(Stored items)
=-=-=

PR #1465, opened 2024-01-16
fix(neon_framework): warning in the dialog unit tests 

Leptopoda:
When hitting enter on the keyboard the dialog should (and does) automatically submit the result and pop.
We do not need to tap the save action anymore. Doing so produces a warning that the save action is no longer present on the screen.

### DIFF
--- a/packages/neon_framework/test/dialog_test.dart
+++ b/packages/neon_framework/test/dialog_test.dart
@@ -128,7 +128,6 @@ void main() {
         await widgetTester.pumpAndSettle();
         await widgetTester.enterText(find.byType(TextFormField), 'My new value');
         await widgetTester.testTextInput.receiveAction(TextInputAction.done);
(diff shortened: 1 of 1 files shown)


provokateurin:
Wrong PR name and the description should mention the relevant issue

provokateurin:
Fixes https://github.com/nextcloud/neon/issues/1459 (this is what I meant with the relevant issue :sweat_smile:)

provokateurin (approved):

Leptopoda:
> Fixes #1459 (this is what I meant with the relevant issue 😅)

Sorry I did not know we had an issue for this. I just found the bug while reviewing your PR (where you probably also found the issue).

provokateurin:
No problem, I thought you fixed it because you saw the issue :see_no_evil:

=-=-=

> **Task to complete**: Using the entries above, print each one again without any alteration.

> **Solution**:
PR #1465, opened 2024-01-16
fix(neon_framework): warning in the dialog unit tests 

Leptopoda:
When hitting enter on the keyboard the dialog should (and does) automatically submit the result and pop.
We do not need to tap the save action anymore. Doing so produces a warning that the save action is no longer present on the screen.

### DIFF
--- a/packages/neon_framework/test/dialog_test.dart
+++ b/packages/neon_framework/test/dialog_test.dart
@@ -128,7 +128,6 @@ void main() {
         await widgetTester.pumpAndSettle();
         await widgetTester.enterText(find.byType(TextFormField), 'My new value');
         await widgetTester.testTextInput.receiveAction(TextInputAction.done);
(diff shortened: 1 of 1 files shown)


provokateurin:
Wrong PR name and the description should mention the relevant issue

provokateurin:
Fixes https://github.com/nextcloud/neon/issues/1459 (this is what I meant with the relevant issue :sweat_smile:)

provokateurin (approved):

Leptopoda:
> Fixes #1459 (this is what I meant with the relevant issue 😅)

Sorry I did not know we had an issue for this. I just found the bug while reviewing your PR (where you probably also found the issue).

provokateurin:
No problem, I thought you fixed it because you saw the issue :see_no_evil:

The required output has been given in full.